■ YOUR TASK ■
Return each line of the records holding the string "github".

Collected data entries
═══

PR #659, opened 2026-08-24
Protect the controller-owned WireGuard port annotation from node-agent changes

ipochi:
The node agent can update networking annotations on Nodes, but the WireGuard port is assigned and managed by the controller. The admission policy now prevents the node agent from adding, changing, or removing that annotation, while still allowing the controller to manage it.

The tests compile and evaluate the rendered admission expression, covering allowed and denied add, change, remove, and unchanged cases.

### DIFF
--- a/NOTICE
+++ b/NOTICE
@@ -358,6 +358,15 @@ notices:
     license:
       - name: MIT License
         link: https://github.com/golang-jwt/jwt/blob/v5.3.1/LICENSE
+  - dependency: github.com/google/cel-go
+    ecosystem: go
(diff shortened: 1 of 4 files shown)


ipochi:
Not sure how to work this around , passes locally

```
❯ make orca-inttest
go test -tags=integrationtest -race -count=1 -timeout 15m ./internal/orca/inttest/...
ok      github.com/Azure/unbounded/internal/orca/inttest        21.657s
```

cchildress (approved):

═══

■ SOLUTION FOR THIS PROBLEM ■
         link: https://github.com/golang-jwt/jwt/blob/v5.3.1/LICENSE
+  - dependency: github.com/google/cel-go
ok      github.com/Azure/unbounded/internal/orca/inttest        21.657s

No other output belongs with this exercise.